一つ目は2017年にシアターオーブで上演されたダイアン・パウルス演出のミュージカル「ファインディング・ネバーランド」来日版からです。病に苦しむシルビアがピーターパンと共にバルコニーから飛び立つシーン、残された彼女のストールが“ピクシーダスト”(ティンカーベルの魔法の粉)のきらめく光の中でふわふわっと浮いて、いつまでも踊り続けるかのような演出が忘れられないです。派手なテクノロジーではなくシンプルかつアナログな演出を通して彼女が亡くなったことを伝え、死してもなお残る彼女の自由な魂の残像が美しくて演劇的でこのシーンはもう一度客席から観てみたいのですが、権利上の問題で上演が難しいのが残念です。
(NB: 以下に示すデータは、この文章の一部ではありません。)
PR #380, opened 2017-09-12
Fix Travis builds

efischer19:
Taken from https://docs.travis-ci.com/user/languages/javascript-with-nodejs/#Using-Gulp

### DIFF
--- a/package.json
+++ b/package.json
@@ -7,12 +7,15 @@
   "devDependencies": {
     "gulp": "^3.9.0",
     "gulp-karma": "0.0.1",
+    "jasmine-core": "^2.8.0",
     "karma": "^0.13.0",
     "karma-chrome-launcher": "^0.2.0",
-    "karma-coverage": "latest",
-    "karma-firefox-launcher": "latest",
+    "karma-coverage": "^1.1.1",
+    "karma-phantomjs-launcher": "^1.0.4",
     "karma-jasmine": "^0.3.6",
     "karma-jasmine-jquery": "0.1.1",
-    "karma-sinon": "latest"
+    "karma-sinon": "^1.0.5",
+    "phantomjs-prebuilt": "^2.1.14",
+    "sinon": "^3.2.1"
   }
 }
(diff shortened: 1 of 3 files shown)


efischer19:
FYI @awaisdar001 @thallada @dsjen 

AFAICT, the big issue was some sort of change to the travis base that made `gulp` not a command that exists. I got that sorted, and have just been trying to get Travis to run from there. I've added 2 dependencies to package.json, but there's still an error and I'm not sure why.

Further, the [last successful run of these tests](https://travis-ci.org/edx/edx-proctoring/builds/270352234) has a line `Firefox 31.0.0 (Linux 0.0.0): Executed 0 of 15 SUCCESS (0 secs / 0 secs)`, which would seem to indicate that tests didn't run. I think they are though - as there's coverage data afterward.

Right now we're in a state where I have tests passing locally, but not on travis, and no obvious error messages to follow. I'll keep looking tomorrow.

dsjen:
Not that I know why the current travis build is timing out after the
updates, but it might be something about firefox. Maybe you can swap it out
for phantomsjs? Here's how it's set up in Insights,
https://github.com/edx/edx-analytics-dashboard/search?utf8=%E2%9C%93&q=phantom&type=
.

package.json
```diff
@@ -7,12 +7,15 @@
   "devDependencies": {
     "gulp": "^3.9.0",
     "gulp-karma": "0.0.1",
+    "jasmine-core": "^2.8.0",
     "karma": "^0.13.0",
     "karma-chrome-launcher": "^0.2.0",
     "karma-coverage": "latest",
-    "karma-firefox-launcher": "latest",
+    "karma-phantomjs-launcher": "latest",
```
thallada: Putting "latest" here and for the package below worries me because a breaking change could be released for these packages and break our builds. Using the carrot will upgrade everything except new major versions, which is what I think we want.

efischer19: Roger, I'll update before merging

PR #383, opened 2017-10-03
Add logging to find out the cause of error.

attiyaIshaque:
# [EDUCATOR-1441](https://openedx.atlassian.net/browse/EDUCATOR-1441)
### Description:
I have added the logs to find out the root cause of problem because currently, we don't have enough information that in which courses `ProctoredExamNotFoundException` exception is raises

### DIFF
--- a/edx_proctoring/api.py
+++ b/edx_proctoring/api.py
@@ -313,6 +313,10 @@ def get_exam_by_content_id(course_id, content_id):
     """
     proctored_exam = ProctoredExam.get_exam_by_content_id(course_id, content_id)
     if proctored_exam is None:
+        log.exception(
+            'Cannot find the proctored exams in this course %s with content_id: %s',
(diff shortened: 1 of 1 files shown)


edx_proctoring/api.py
```diff
@@ -313,6 +313,12 @@ def get_exam_by_content_id(course_id, content_id):
     """
     proctored_exam = ProctoredExam.get_exam_by_content_id(course_id, content_id)
     if proctored_exam is None:
+        log.exception(
```
awaisdar001: Please: https://openedx.atlassian.net/wiki/spaces/SUST/pages/125206530/Escalation+Coding+Practices

attiyaIshaque: Thanks @awaisdar001. I have change it according to the doc link.

PR #400, opened 2018-01-04
invalidate certificate when marked proctored exam as suspicious

Rabia23:
# [Learners who drop below passing threshold due to Suspicious proctored exams should not receive certificates - EDUCATOR-2016](https://openedx.atlassian.net/browse/EDUCATOR-2016)

### Description
In the past, because of proctoring, a learners have temporarily passing score and certificate, and later have their score lowered due to being flagged as suspicious. So, they have `certificate delivered = Y` in the grade report, and  `Download Now` link when viewed in the course tools. 

Now the learners will not be able to receive certificates after lowering their score due to "suspicious" flag and grade report will have `certificate delivered = N`.

### Testing
- [x] Unit test

### Reviewers
- [x] Code review: @noraiz-anwar 
- [x] Code review: @thallada 

### Post-review

### DIFF
--- a/edx_proctoring/api.py
+++ b/edx_proctoring/api.py
@@ -936,6 +936,22 @@ def update_attempt_status(exam_id, user_id, to_status,
                 earned_graded=REJECTED_GRADE_OVERRIDE_EARNED
             )
 
+            certificates_service = get_runtime_service('certificates')
+
+            log.info(
+                'Invalidating certificate for user_id {user_id} in course {course_id} whose '
+                'grade dropped below passing threshold due to suspicious proctored exam'.format(
+                    user_id=exam_attempt_obj.user_id,
+                    course_id=exam['course_id']
+                )
+            )
+
+            # invalidate certificate after overriding subsection grade
+            certificates_service.invalidate_certificate(
+                user_id=exam_attempt_obj.user_id,
+                course_key_or_id=exam['course_id']
+            )
+
     if (to_status == ProctoredExamStudentAttemptStatus.verified and
             ProctoredExamStudentAttemptStatus.needs_grade_override(from_status)):
         grades_service = get_runtime_service('grades')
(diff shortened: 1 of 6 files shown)


edx_proctoring/tests/test_services.py
```diff
@@ -239,3 +259,23 @@ def undo_override_subsection_grade(self, user_id, course_key_or_id, usage_key_or
...
+        self.generated_certificate = {}
+
+    def invalidate_certificate(self, user_id, course_key_or_id):
+        """
+        Get the generated certificate for key (user_id + course_key) and invalidate certificate
+        when dropped below passing threshold due to suspicious proctored exam
+        """
+        key = str(user_id) + str(course_key_or_id)
+        self.generated_certificate[key] = MockGeneratedCertificate()
+        self.generated_certificate[key].mock_invalidate()
```
noraiz-anwar: `mock_invalidate` method simply override all  fields of certificate.  I didn't get how we are testing certificate invalidation here. Lets meet in person and discuss this.

thallada: This is just a mock service. We still need a test in [`test_api.py`](https://github.com/edx/edx-proctoring/blob/master/edx_proctoring/tests/test_api.py) checking that when a grade is overridden this invalidate_certificate function is called.

edx_proctoring/api.py
```diff
@@ -936,6 +936,14 @@ def update_attempt_status(exam_id, user_id, to_status,
...
             )
 
+            certificates_service = get_runtime_service('certificates')
+
+            # invalidate certificate after overriding subsection grade
+            certificates_service.invalidate_certificate(
+                user_id=exam_attempt_obj.user_id,
+                course_key_or_id=exam['course_id']
+            )
+
```
thallada: I think this would be a good place to add a log with the message similar to what you had in your other PR: "Invalidating certificate for user %d in course %s whose grade dropped below passing threshold due to suspicious proctored exam"

Rabia23: done

Rabia23:
@thallada / @noraiz-anwar I have addressed your comments. Please have a look at it again.

PR #407, opened 2018-01-22
Update edx-lint dependency to v0.5.5

estute:


jzoldak:
This removes the pylint version dependency incompatibilities and get master back to green.

jzoldak:
This removes the pylint version dependency incompatibilities and gets master back to green.

PR #409, opened 2018-01-31
handle grading service failure

noraiz-anwar:
Continue deleting special exam attempt if grade override undo operation is failed.

[undo_override_subsection_grade](https://github.com/edx/edx-platform/blob/master/lms/djangoapps/grades/services.py#L98) is failed if related PersistentSubsectionGrade entry does not exist.
PersistentSubsectionGrade does not exist in a case where a user started/submitted special exam but did not submit any problem.

FYI: @awaisdar001 / @efischer19

### DIFF
--- a/edx_proctoring/api.py
+++ b/edx_proctoring/api.py
@@ -1120,11 +1120,14 @@ def remove_exam_attempt(attempt_id, requesting_user):
         instructor_service.delete_student_attempt(username, course_id, content_id, requesting_user=requesting_user)
     if grades_service:
         # EDUCATOR-2141: Also remove any grade overrides that may exist
-        grades_service.undo_override_subsection_grade(
-            user_id=user_id,
-            course_key_or_id=course_id,
-            usage_key_or_id=content_id,
-        )
+        try:
+            grades_service.undo_override_subsection_grade(
+                user_id=user_id,
+                course_key_or_id=course_id,
+                usage_key_or_id=content_id,
+            )
+        except Exception as ex:  # pylint: disable=broad-except
+            log.exception(ex)
 
     # see if the status transition this changes credit requirement status
     if ProctoredExamStudentAttemptStatus.needs_credit_status_update(to_status):


efischer19:
I'm not a huge fan of the "broad exception, log it and carry on" approach to this problem - could we instead clean up the grade service method to not throw an exception in these cases? Something like this: https://github.com/edx/edx-platform/compare/efischer/proctoring_idea

noraiz-anwar:
@eric Thanks for looking at it. 
I am not sure if not throwing exception in such cases is ok with respect to grading implementation as it is explicitly mentioned in [get_subsection_grade_override](https://github.com/edx/edx-platform/blob/master/lms/djangoapps/grades/services.py#L39) that an exception is raised if PersistentSubsectionGrade does not exist.
At one other place in [code(recalculation of subsection grade implementation)](https://github.com/edx/edx-platform/blob/master/lms/djangoapps/grades/tasks.py#L226) it is expected that grade override returned by `get_subsection_grade_override` would be None only if score was deleted.
If it makes sense to not throw an exception then definitely your idea is better approach to this problem. What are your thoughts on this?

noraiz-anwar:
@efischer19 Can we do something like https://github.com/edx/edx-platform/compare/noraiz/EDUCATOR-2228? This way we do not need to change `get_subsection_grade_override` implementation. 
Will do some refactoring and doc string updates if overall approach makes sense.
Thanks.

efischer19:
Oh good catch, that would be problematic. I'm still not a fan of having that exception cross the boundary; it ought to remain contained in GradesService. Could we try something like this? (updated code, same link): https://github.com/edx/edx-platform/compare/efischer/proctoring_idea

efischer19:
Ha, great minds think alike - your suggestion is pretty much the same idea I had.

👍 Carry on!

noraiz-anwar:
Thanks @efischer19 for your time. Really appreciate it. 👍

noraiz-anwar:
Closing this PR. Will be filing another PR in edx-platform.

もう一つは2016年にシアタートラムで上演された森新太郎演出の「CRESSIDA クレシダ」です。1630年代のロンドン・グローブ座を舞台にした作品の二幕、ベテラン俳優役の平幹二朗さんが新人少年俳優役の浅利陽介さんに演技指導をするシーン。“少しずつ演技が上手くなっていく”様を表現しなくてはいけない構成は演者としてはチャレンジだなと思うのですが、俳優2人の客席を巻き込む熱量、現実と芝居の境目がぼやけるくらい真実味があるラリーに客席で興奮したのを覚えてます。世代交代というテーマや、演劇は変わりゆく時代と価値観をどう反映するべきかという問いかけ、女性が女性役を演じる事ができなかった時代に少年俳優が演じているのは“何”なのか。「言葉を味わい噛み締めろ、今年初めて食べるりんごの様に」みたいな台詞。この作品のこの瞬間をこのお二人で目撃できて良かったです。
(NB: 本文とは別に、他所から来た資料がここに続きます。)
PR #412, opened 2018-02-20
Proctored exam allowed time calculation clean up

noraiz-anwar:
### Description
This PR address the following discrepancy in calculation and usage of allowed time for a proctored exam.
- Allowed time is calculated and stored at time of entrance into proctored exam.
- When a learner starts exam, starting time is used as a benchmark to provide learner with previously calculated time.
- At time of starting exam, learner is nearer to deadline from when allowed time was calculated (at time of entrance into exam).
- Consider a scenario where learner is provided with time past deadline. (This is possible by following above given sequence)
- Deadline is reached but provided time is still running.
- After deadline, submission is not possible as no submit button will be shown and timeout will not be considered a submit.

This is illustrated by following diagram:
proctoring - page 1 2

This PR moves allowed time calculation to 'Exam Started' step i.e time will be calculated and stored when learner starts exam. 

### Reviewers
- [ ] Code review: @efischer19 
- [x] Code review: @awaisdar001 

FYI: @sstack22 

### Post-review

### DIFF
--- a/edx_proctoring/api.py
+++ b/edx_proctoring/api.py
@@ -553,25 +553,14 @@ def create_exam_attempt(exam_id, user_id, taking_as_proctored=False):
 
             raise StudentExamAttemptAlreadyExistsException(err_msg)
 
-    allowed_time_limit_mins = exam['time_limit_mins']
-
-    # add in the allowed additional time
-    allowance_extra_mins = ProctoredExamStudentAllowance.get_additional_time_granted(exam_id, user_id)
-    if allowance_extra_mins:
-        allowed_time_limit_mins += allowance_extra_mins
-
-    allowed_time_limit_mins, is_exam_past_due_date = _calculate_allowed_mins(
-        exam['due_date'],
-        allowed_time_limit_mins
-    )
-
+    allowed_time_limit_mins = _calculate_allowed_mins(exam, user_id)
     attempt_code = unicode(uuid.uuid4()).upper()
 
     external_id = None
     review_policy = ProctoredExamReviewPolicy.get_review_policy_for_exam(exam_id)
     review_policy_exception = ProctoredExamStudentAllowance.get_review_policy_exception(exam_id, user_id)
 
-    if not is_exam_past_due_date and taking_as_proctored:
+    if not has_due_date_passed(exam['due_date']) and taking_as_proctored:
         scheme = 'https' if getattr(settings, 'HTTPS', 'on') == 'on' else 'http'
         callback_url = '{scheme}://{hostname}{path}'.format(
             scheme=scheme,
@@ -626,7 +615,6 @@ def create_exam_attempt(exam_id, user_id, taking_as_proctored=False):
         exam_id,
         user_id,
         '',  # student name is TBD
-        allowed_time_limit_mins,
         attempt_code,
         taking_as_proctored,
         exam['is_practice_exam'],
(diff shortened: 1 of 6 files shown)


edx_proctoring/api.py
```diff
@@ -553,25 +553,14 @@ def create_exam_attempt(exam_id, user_id, taking_as_proctored=False):
...
-    allowance_extra_mins = ProctoredExamStudentAllowance.get_additional_time_granted(exam_id, user_id)
-    if allowance_extra_mins:
-        allowed_time_limit_mins += allowance_extra_mins
-
-    allowed_time_limit_mins, is_exam_past_due_date = _calculate_allowed_mins(
-        exam['due_date'],
-        allowed_time_limit_mins
-    )
-
+    allowed_time_limit_mins = _calculate_allowed_mins(exam_id, user_id)
```
awaisdar001: can we pass `exam` here to avoid fetching it from db again? 

e.g. to avoid `get_exam_by_id(exam_id)`

awaisdar001: We are passing `allowed_time_limit_mins ` in context at L#585, will that start the timer for the learner?

noraiz-anwar: `allowed_time_limit_mins ` passed in context is for third party software. We pass this time at time of registering exam with proctoring software.

noraiz-anwar: @efischer19 do you have any idea why we pass `allowed_time_limit_mins` to proctoring software while registering exam attempt?

edx_proctoring/migrations/0007_auto_20180220_1409.py
```diff
@@ -0,0 +1,19 @@
+# -*- coding: utf-8 -*-
```
efischer19: This isn't a blocker if it's too much trouble, but could you attempt to re-create these migrations as a single file, with a descriptive name?

How-to:
1. unapply migrations locally (migrate `edx_proctoring` back to 0005)
2. delete these 2 migration files
3. re-run `makemigrations`, but use the `-n NAME` flag to give the operations a useful name (https://docs.djangoproject.com/en/1.11/ref/django-admin/#django-admin-makemigrations)

noraiz-anwar:
Thank you @efischer19. I just updated my PR according to your suggestions.

noraiz-anwar:
@efischer19 Can you please help me finding out why we [send 'allowed time'](https://github.com/edx/edx-proctoring/blob/master/edx_proctoring/api.py#L596) to third party while registering an exam attempt?
We need to know in what cases (if any) third party proctoring software use this sent allowed time.
We are concerned about it because an exam attempt is registered at time of creating exam attempt so proctoring software would have allowed time with respect to exam creation time.

efischer19:
Hey sorry @noraiz-anwar, I didn't get a chance to dig deeply here today. I think we send that along so that the proctoring service can "fail" an exam if the video provided is longer than the "exam time", but I'll have to double-check to confirm that.

I'm going to be digging a bit deeper into proctoring over the next few days; for right now my gut feeling is that we're OK to continue sending the value along. I think the fact that we close off submission after a learner's time is up means this will never really be an issue we see in practice with the proctoring service.

noraiz-anwar:
@efischer19 No problem.
Thank you! I agree to continue sending "exam time" value along.

PR #1498, opened 2020-01-13
Mark Redux as an optional peer dependency

xtydev:
**TL;DR:** With the introduction of [`@reduxjs/toolkit`](/reduxjs/redux-toolkit), we can now use it in place of `redux`, thus making both peer dependencies **optional**.

As suggested by @markerikson in https://github.com/reduxjs/redux-toolkit/issues/238#issuecomment-547237742,
> One other small downside is that React-Redux says it wants Redux as a peer, and logs a warning if only RSK is installed.

Currently, this warning may very well give the false impression that `@reduxjs/toolkit` must be installed **alongside** `redux` for it to work properly.

Ideally, an `UNMET PEER DEPENDENCY` warning should by displayed **iff** neither `redux`  nor `@reduxjs/toolkit` is installed, but neither `npm` nor `yarn` has a way to specify such a requirement AFAIK. That leaves us no choice but to mark both as optional (similar to the [`react-dom`-vs-`react-native` situation](https://github.com/reduxjs/react-redux/pull/1390#issuecomment-528940544)), if we are to avoid being misleading.

In the future, leaving `redux` as is might pose a bigger problem still with `npm` v7, which will install peer dependencies automatically, as outlined in the [npm CLI Roadmap](https://github.com/npm/cli/wiki/Roadmap#proper-peerdependencies-support) among other places:
> ### Proper `peerDependencies` Support
> Part of the installer rewrite involves taking a fresh look at how `peerDependencies` are handled (and, quite often, _not_ handled) to maximize the cases where the CLI does the right thing. Since npm v3, `peerDependencies` were not installed by default, putting the onus on users to resolve them. We'll be bringing back this functionality in version 7.

### DIFF
--- a/package.json
+++ b/package.json
@@ -36,14 +36,19 @@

個人的にこの10年を振り返ると素晴らしい作品とのご縁に恵まれていたと思いますし2023年に「ラビット・ホール」という作品で初主演を務めさせて頂いた事はまだまだ女性主役の作品の上演は少ない中で、とても嬉しい出来事でした。この先の10年でも良い作品に巡り合える様にワンシーン、ワンシーン、映像作品でも舞台作品でも大切に演じていきたいです。